* **EXERCISE PROMPT**
Of the entries below, return only those lines from the line with "neko782, line 10: .." to the line with "disclose ai usage next time.", exactly, both included.

Stored dataset items
= = = = = = =
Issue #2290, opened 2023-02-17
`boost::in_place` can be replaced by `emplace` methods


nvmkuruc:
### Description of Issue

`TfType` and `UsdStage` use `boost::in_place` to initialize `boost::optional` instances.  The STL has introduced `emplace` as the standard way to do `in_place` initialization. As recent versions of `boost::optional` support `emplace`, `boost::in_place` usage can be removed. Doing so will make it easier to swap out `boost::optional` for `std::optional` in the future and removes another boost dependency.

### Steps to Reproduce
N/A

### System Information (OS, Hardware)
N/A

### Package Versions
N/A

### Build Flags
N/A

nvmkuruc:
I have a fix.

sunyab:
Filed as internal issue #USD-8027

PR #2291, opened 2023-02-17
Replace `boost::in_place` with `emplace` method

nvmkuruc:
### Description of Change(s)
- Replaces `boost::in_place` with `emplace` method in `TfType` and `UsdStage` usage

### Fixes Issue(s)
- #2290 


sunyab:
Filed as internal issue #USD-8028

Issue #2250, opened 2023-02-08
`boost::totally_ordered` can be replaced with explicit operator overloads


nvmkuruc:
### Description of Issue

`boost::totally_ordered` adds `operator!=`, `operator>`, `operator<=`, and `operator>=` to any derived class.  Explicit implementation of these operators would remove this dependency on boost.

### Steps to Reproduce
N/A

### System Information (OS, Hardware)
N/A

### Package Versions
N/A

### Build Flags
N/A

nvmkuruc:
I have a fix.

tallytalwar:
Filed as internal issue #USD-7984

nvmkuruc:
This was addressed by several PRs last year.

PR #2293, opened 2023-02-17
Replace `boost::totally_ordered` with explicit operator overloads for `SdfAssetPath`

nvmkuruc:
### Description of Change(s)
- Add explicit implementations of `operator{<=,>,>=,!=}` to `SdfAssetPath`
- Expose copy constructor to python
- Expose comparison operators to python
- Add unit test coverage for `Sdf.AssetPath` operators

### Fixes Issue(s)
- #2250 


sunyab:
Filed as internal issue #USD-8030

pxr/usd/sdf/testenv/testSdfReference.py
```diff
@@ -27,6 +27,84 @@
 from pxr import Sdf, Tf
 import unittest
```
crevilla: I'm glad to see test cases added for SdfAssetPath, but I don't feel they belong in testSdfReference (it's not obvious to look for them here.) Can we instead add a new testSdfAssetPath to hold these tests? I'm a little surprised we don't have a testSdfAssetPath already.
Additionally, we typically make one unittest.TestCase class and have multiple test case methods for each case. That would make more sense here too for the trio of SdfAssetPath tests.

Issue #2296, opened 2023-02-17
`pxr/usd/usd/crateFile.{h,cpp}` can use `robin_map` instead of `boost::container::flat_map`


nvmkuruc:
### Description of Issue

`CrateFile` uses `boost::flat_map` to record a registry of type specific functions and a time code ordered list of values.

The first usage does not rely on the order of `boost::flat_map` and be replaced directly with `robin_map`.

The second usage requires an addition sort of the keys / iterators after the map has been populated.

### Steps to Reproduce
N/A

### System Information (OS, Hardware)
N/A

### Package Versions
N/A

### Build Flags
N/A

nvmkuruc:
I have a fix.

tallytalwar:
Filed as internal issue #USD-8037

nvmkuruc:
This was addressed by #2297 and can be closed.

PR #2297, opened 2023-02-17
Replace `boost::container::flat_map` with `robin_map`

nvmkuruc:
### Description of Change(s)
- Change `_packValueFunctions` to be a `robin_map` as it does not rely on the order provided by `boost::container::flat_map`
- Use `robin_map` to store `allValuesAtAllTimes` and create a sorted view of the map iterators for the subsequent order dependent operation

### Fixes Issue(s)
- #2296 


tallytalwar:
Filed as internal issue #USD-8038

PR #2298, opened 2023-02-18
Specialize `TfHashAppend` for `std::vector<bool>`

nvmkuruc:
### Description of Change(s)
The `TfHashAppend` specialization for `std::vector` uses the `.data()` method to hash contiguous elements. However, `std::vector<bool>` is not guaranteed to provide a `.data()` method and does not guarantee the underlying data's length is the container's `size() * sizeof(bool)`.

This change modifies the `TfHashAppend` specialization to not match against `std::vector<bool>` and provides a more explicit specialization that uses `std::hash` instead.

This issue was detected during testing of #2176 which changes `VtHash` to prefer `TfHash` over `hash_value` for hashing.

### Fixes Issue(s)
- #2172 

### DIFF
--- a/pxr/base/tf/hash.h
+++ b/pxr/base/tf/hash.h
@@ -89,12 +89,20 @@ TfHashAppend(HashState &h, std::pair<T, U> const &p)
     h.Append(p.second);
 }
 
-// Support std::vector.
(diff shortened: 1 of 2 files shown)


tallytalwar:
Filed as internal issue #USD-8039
= = = = = = =
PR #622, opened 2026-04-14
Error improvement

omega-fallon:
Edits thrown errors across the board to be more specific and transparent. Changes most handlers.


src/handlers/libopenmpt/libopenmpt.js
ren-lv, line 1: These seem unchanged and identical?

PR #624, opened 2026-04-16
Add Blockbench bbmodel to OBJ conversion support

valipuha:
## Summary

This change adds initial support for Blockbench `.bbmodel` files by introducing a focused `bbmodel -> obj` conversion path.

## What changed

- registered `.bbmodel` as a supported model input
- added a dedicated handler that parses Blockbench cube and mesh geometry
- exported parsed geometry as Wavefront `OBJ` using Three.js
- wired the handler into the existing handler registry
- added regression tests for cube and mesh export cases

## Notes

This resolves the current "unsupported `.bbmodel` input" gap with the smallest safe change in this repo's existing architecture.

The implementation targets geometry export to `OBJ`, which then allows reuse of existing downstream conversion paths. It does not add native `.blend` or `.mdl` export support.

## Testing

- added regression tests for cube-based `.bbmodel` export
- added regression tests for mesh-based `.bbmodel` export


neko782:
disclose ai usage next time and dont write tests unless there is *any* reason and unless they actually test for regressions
= = = = = = =
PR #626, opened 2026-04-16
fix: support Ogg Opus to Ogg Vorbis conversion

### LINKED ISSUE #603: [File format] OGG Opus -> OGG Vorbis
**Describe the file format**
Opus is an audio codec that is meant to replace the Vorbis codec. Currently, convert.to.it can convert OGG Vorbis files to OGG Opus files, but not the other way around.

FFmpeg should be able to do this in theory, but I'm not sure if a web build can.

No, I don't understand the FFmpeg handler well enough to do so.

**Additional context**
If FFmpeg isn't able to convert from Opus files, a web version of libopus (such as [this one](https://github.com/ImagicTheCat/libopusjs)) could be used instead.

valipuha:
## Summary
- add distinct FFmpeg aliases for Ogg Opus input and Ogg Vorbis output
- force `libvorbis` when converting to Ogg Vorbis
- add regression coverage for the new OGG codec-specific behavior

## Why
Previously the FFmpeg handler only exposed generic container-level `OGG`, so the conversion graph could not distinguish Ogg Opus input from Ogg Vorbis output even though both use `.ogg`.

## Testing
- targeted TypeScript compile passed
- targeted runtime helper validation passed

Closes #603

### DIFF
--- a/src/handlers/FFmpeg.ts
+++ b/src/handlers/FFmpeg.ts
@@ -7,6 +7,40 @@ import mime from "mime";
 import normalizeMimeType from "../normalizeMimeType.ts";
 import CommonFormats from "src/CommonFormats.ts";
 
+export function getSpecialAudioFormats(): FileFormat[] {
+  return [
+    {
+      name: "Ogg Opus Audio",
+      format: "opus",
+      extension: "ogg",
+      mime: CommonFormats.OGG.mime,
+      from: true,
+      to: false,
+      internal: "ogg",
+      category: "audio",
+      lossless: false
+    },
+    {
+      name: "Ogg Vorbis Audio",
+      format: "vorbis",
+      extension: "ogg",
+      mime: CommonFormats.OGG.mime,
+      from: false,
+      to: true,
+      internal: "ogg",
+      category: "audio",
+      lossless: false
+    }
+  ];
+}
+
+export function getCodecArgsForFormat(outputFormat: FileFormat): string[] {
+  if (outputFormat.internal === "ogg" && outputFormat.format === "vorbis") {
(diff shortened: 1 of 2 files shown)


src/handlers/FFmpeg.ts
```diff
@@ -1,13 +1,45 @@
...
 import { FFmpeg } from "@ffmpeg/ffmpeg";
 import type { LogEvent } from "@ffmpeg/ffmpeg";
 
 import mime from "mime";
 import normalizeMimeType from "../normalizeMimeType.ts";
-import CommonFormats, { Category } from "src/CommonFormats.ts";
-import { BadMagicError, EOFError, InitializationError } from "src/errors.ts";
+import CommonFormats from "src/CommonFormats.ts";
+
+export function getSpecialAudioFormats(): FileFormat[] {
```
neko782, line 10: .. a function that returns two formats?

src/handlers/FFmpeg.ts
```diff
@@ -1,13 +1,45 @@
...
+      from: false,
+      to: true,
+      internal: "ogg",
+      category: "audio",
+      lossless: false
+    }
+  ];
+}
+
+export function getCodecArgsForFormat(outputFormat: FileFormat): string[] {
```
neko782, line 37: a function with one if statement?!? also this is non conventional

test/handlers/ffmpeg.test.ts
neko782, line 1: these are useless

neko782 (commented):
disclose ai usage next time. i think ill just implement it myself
= = = = = = =
* **RESULT**
neko782, line 10: .. a function that returns two formats?

src/handlers/FFmpeg.ts
```diff
@@ -1,13 +1,45 @@
...
+      from: false,
+      to: true,
+      internal: "ogg",
+      category: "audio",
+      lossless: false
+    }
+  ];
+}
+
+export function getCodecArgsForFormat(outputFormat: FileFormat): string[] {
```
neko782, line 37: a function with one if statement?!? also this is non conventional

test/handlers/ffmpeg.test.ts
neko782, line 1: these are useless

neko782 (commented):
disclose ai usage next time. i think ill just implement it myself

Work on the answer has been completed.